◆ What needs to be done ◆
Show all lines from the data that include the word "showImage".
BEGIN Records shown
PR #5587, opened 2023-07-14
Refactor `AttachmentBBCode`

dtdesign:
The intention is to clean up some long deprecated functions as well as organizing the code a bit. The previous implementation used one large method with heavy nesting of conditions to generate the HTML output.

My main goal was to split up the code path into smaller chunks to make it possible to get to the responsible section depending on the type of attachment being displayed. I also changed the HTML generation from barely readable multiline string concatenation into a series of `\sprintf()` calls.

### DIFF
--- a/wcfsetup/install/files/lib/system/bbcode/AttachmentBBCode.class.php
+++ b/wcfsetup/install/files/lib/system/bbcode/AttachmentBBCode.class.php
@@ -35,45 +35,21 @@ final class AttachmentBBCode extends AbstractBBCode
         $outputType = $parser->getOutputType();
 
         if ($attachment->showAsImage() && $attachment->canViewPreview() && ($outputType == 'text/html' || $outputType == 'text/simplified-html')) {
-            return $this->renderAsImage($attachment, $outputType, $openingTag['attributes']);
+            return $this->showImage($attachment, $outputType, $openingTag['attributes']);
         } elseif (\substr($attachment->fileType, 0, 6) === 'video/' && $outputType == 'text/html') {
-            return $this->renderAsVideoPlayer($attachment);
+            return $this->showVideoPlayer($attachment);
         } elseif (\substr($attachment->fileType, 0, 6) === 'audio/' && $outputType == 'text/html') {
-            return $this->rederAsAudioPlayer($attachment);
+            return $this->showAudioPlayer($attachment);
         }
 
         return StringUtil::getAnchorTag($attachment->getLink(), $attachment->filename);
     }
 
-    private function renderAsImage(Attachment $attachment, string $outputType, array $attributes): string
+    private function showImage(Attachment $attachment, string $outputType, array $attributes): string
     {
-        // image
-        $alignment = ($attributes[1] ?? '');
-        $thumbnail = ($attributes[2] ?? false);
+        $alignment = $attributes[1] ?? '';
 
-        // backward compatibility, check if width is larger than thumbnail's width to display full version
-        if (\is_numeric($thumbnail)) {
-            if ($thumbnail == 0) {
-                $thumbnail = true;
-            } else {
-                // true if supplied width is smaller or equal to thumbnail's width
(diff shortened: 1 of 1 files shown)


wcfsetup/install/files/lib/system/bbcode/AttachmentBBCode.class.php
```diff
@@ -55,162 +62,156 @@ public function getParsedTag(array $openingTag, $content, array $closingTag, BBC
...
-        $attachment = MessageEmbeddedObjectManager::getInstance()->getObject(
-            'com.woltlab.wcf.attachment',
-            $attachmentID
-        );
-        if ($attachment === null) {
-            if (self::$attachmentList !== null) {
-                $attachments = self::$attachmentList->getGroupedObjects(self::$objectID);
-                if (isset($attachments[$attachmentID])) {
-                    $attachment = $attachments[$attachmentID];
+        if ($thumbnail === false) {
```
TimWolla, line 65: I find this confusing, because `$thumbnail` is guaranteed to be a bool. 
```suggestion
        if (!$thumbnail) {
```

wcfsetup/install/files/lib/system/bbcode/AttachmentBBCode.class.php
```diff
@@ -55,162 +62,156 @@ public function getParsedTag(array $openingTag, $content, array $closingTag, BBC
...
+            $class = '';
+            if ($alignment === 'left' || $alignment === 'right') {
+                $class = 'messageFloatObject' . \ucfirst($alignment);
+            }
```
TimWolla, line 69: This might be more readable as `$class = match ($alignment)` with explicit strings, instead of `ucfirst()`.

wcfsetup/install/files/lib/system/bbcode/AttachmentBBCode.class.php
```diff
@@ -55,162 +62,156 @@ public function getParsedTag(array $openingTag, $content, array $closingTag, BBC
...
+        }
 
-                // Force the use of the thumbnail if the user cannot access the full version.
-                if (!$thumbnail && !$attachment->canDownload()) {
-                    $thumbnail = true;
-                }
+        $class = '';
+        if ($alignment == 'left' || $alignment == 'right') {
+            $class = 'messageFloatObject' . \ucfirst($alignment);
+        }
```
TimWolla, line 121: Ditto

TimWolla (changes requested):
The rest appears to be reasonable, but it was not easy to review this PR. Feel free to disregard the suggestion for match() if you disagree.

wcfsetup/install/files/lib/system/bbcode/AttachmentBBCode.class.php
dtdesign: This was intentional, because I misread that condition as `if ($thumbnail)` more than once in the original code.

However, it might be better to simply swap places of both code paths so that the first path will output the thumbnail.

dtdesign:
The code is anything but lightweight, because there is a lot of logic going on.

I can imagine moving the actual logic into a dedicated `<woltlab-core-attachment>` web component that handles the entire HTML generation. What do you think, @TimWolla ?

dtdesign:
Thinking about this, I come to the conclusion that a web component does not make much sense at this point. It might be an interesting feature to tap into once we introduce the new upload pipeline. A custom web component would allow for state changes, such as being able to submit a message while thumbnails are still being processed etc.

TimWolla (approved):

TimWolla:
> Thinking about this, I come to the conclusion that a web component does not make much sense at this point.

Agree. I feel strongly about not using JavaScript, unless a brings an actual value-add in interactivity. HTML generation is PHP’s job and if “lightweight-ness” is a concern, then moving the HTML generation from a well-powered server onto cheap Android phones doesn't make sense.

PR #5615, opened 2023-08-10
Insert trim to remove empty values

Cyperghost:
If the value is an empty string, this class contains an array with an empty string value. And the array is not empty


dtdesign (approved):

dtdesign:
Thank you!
END Records shown
◆ Exercise answer ◆
+            return $this->showImage($attachment, $outputType, $openingTag['attributes']);
+    private function showImage(Attachment $attachment, string $outputType, array $attributes): string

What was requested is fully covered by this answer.